Plus the look is not what they are selling, Vidyard's value is in their
analytics and thats why they are topping the news pipeline and thats why I
doubt they (or their customers) care about being so close to Vimeo.

But I do have to question what the article's author meant by 'beautiful'.
Maybe that Vidyard's videos (and hence their player) supports way higher
resolution than any of these other free sites. That makes sense to me, look at
their sample video - its one of the best demo videos I've ever seen.

------
mdasen
I see that Vidyard has also increased their pricing.

Three months back, Vidyard was offering unlimited videos on their Venti plan
(<http://news.ycombinator.com/item?id=2913255>). Today, they're only offering
100 videos and the price has gone up from $50/mo to $249/mo.
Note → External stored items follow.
PR #1852, opened 2019-08-12
Core 2.6.0+ fixes

mcspr:
- travis04 to test build with current esp8266/Arduino master
- lwip -> lwip2
- small fix for gcc-9 compilation


mcspr:
@Niek the `template` addition fixes build with gcc-7 & gcc-9

for tests:
`~/.platformio/packages/framework-arduinoespressif8266@src-31d658a59f41540201fc3726a1394910` with checked out https://github.com/earlephilhower/Arduino/tree/gcc9.1
manually fetch https://github.com/earlephilhower/esp-quick-toolchain/releases/tag/3.0.0-gnu1 and unpack into the `~/.platformio/packages/toolchain-xtensa-91`
copy `~/.platformio/packages/toolchain-xtensa/package.json` and modify the version. e.g.
```patch
--- toolchain-xtensa/package.json       2019-08-13 00:02:16.052773600 +0300
+++ toolchain-xtensa-91/package.json    2019-08-13 00:01:44.126792900 +0300
@@ -3,5 +3,5 @@
     "name": "toolchain-xtensa",
     "system": "linux_x86_64",
     "url": "https://github.com/earlephilhower/esp-quick-toolchain",
-    "version": "2.40802.190218"
+    "version": "3.0.220719"
 }
```

Niek:
Nice, LWIP2 as default makes sense as well. I only seem to have some crashes on AP mode with git core, but that might be some of my own code - will investigate further.

Did you notice any difference in build size and heap usage when building with 9.1?

mcspr:
> Did you notice any difference in build size and heap usage when building with 9.1?

With the same debug POW build it is ~5.5KB less in size. Heap metric... around the same. Initial value changes though - 43296 bytes with the current toolchain and 42808 bytes with gcc-9 (ofc everything is built with the same gcc9.1 tree)

PR #1858, opened 2019-08-15
Fixed a bug, any unauthenticated user could reset the device

foxman69:
If you just access /reset the device reboots without any warning or need to authenticate


mcspr:
This one and /upgrade were pretty strange thing to have... I wonder if a single handler can dispatch all simple requests to avoid this

PR #1862, opened 2019-08-16
Fix js sync bug that can cause brick

foxman69:
if you restore configuration (not rebooting the device) and change more settings it makes the device freak out and sometimes even bricks it (wont boot anymore).
making sure to restart after configuration restore fixes it.

Tested on Sonoff 4CH PRO R2


mcspr:
>  it makes the device freak out and sometimes even bricks it (wont boot anymore).

Does this happen with any config file, even with minimal one? settingsRestoreJson expects "app":"ESPURNA", you can try adding wifi settings and check that out.
so you would need to flash via serial again, like dead - dead? can you compare full flash dump before and after? check out the wiki here and esptool.py repo readme

PR #1865, opened 2019-08-19
Check value range for PMSX005 and SenseAir CO2 sensor

Yonsm:
Check value range for PMSX005 and SenseAir CO2 sensor, and drop invalid value (temperature>=100°C or humidity<=1% or humidity>=100%) for MQTT reporting.


mcspr:
Thanks!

If this is a tool
mostly to be used for short videos, it seems a tad on the expensive side now.
If one assumes a file size of 100MB and 100 videos, that's only 10GB costing a
couple dollars in storage each month. Even the 101GB of transfer is only
around $15.

I understand how it would be difficult to offer unlimited video hosting (as I
brought up three months ago). As a curiosity (if someone from the team is
here), what changed?

Assuming the same 100MB file size, that means that Vimeo Pro is offering about
2TB of transfer per month and 50GB of storage (enough for 500 videos) for
under $20/mo. In case you're wondering about the math: Vimeo offers 250,000
plays per year which comes out to over 20,000 per month and with 100MB per
play you get 2TB in transfer per month. Are you finding that the average video
is larger than 100MB? Of course, if the file size is larger, the extra
bandwidth used would mean Vidyard would be offering fewer viewings of it. If
the video is 500MB, the 101GB of transfer Vidyard offers would only allow 202
people to watch it in that month while Vimeo Pro would allow 20,000 people to
watch without overage charges - plus, even at the 500MB file size, the 50GB of
storage would still offer space for 100 videos like Vidyard.

If I sound critical, I'm sorry. If Vidyard isn't about storing and serving
videos as much as it is about real-time analytics and integration with
services like YouTube, that's just what I need to hear. I'm genuinely curious.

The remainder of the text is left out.